Chapitre 3 : Ouvrez votre cœur
Partie 2
Alors que je découvrais son talent inattendu, nos repas avaient été posés sur le comptoir, et j’avais continué à essayer de prolonger notre conversation plutôt surprenante : « Alors, si ta vision est si bonne, pourquoi portes-tu des lunettes ? »
« Il s’agit d’un écran pour mon téléphone… »
« Hein. »
« Les écrans de projection… Sont chers… »
« Oh ? Bref, allons nous asseoir. »
Kanzashi avait dégluti nerveusement, puis avait hoché la tête et m’avait suivi.

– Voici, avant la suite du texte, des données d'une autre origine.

PR #170, opened 2025-04-16
Clean up common input parsing

### LINKED ISSUE #168: Move common input parsing into C++
In the R `run_model` function we have some input parsing. Some of this is specific to R e.g. converting from 1-based counting to 0-based, others is not

See https://github.com/mrc-ide/frogger/pull/164#discussion_r2044111520 for a discussion

TODO:
1. Move over renaming of `_full` or `_coarse` variables into common C++ code we can use from every lanaguage
2. Move setting of `h_art_stage_dur` into C++ code so we can use everywhere, perhaps error if this is also passed in by the user? As it's hardcoded so always going to be overwritten

M-Kusumgar:
Closes #168 

Two main problems to tackle in this PR were:
1. `_coarse` and `_full` suffices for parameters like `art_mort`
2. `h_art_stage_dur` being constant

For the first problem I have generalised our overrides and default json struct to the parameters config and so now we support template specialisation on parameters based on model variant booleans. There is a slight change in structure and behaviour, there is no `"default": { "vars": {...} }` structure, instead just `"default": {...}` as this is terser, and now you only have to specify the vars you actually want to override, it will fill in all default vars automatically for easier override definitions and less duplication, The python function ive written also means it should be pretty easy to support default and override in other sections too if we need

For the second problem it doesnt make sense to me to have a parameter input that is always constant, if it will change in the future then we make it a full parameter and for the time being set it as `0.5` in the R function or if it wont change in the future we set it as a state space variable.


inst/include/models/adult_hiv_model_simulation.hpp
```diff
@@ -37,6 +37,7 @@ struct AdultHivModelSimulation<Config> {
   static constexpr int MALE = SS::MALE;
   static constexpr int FEMALE = SS::FEMALE;
   static constexpr int ART0MOS = SS::ART0MOS;
+  static constexpr auto h_art_stage_dur = SS::h_art_stage_dur;
```
M-Kusumgar: @jeffeaton @mwalte10 it doesnt make sense to me to have a parameter input that is always constant, if it will change in the future then we make it a full parameter and for the time being set it as 0.5 in the R function or if it wont change in the future we set it as a state space variable, what do you think?

for context this was being set as `rep(0.5, hTS - 1)` in the R code

r-ash (approved):
Nice this looks great to me, very clean! I'll leave this open for @jeffeaton to have a quick check, but all good from my end

inst/include/models/adult_hiv_model_simulation.hpp
r-ash: Let's move `h_art_stage_dur` into an input parameter again, for the others

But we can move these into compile time, these will be the same for every currently known about model variant

p_idx_fertility_first(15),
p_fertility_age_groups(35),
p_idx_hiv_first_adult(15),
adult_incidence_first_age_group(15),
pAG_INCIDPOP(35),
hIDX_15PLUS(0),

Just noting for the future: this came from Jeff request. `h_art_stage_dur` "feels like" a parameter, so possible we might want to be able to change it in the future at runtime.

r-ash (approved):
This looks excellent!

Je ne sais pas si je l’avais assez souligné avant, mais le réfectoire était sacrément grand. Donc le fond était très loin. Il y avait un bon nombre de sièges vides sur le chemin, mais comme il faisait beau aujourd’hui, ceux qui avaient une vue sur le rivage étaient bondés.
Huh, quel beau temps nous avons eu ces derniers temps ! Kanzashi et moi nous étions assis en face l’un de l’autre à une table libre.
« Mangeons. »
« Mangeons… Mangeons… »
J’avais pris le spécial poulet frit. La sauce tartare était incroyable, elle rendait le tout encore meilleur. Un sourire était apparu sur mon visage.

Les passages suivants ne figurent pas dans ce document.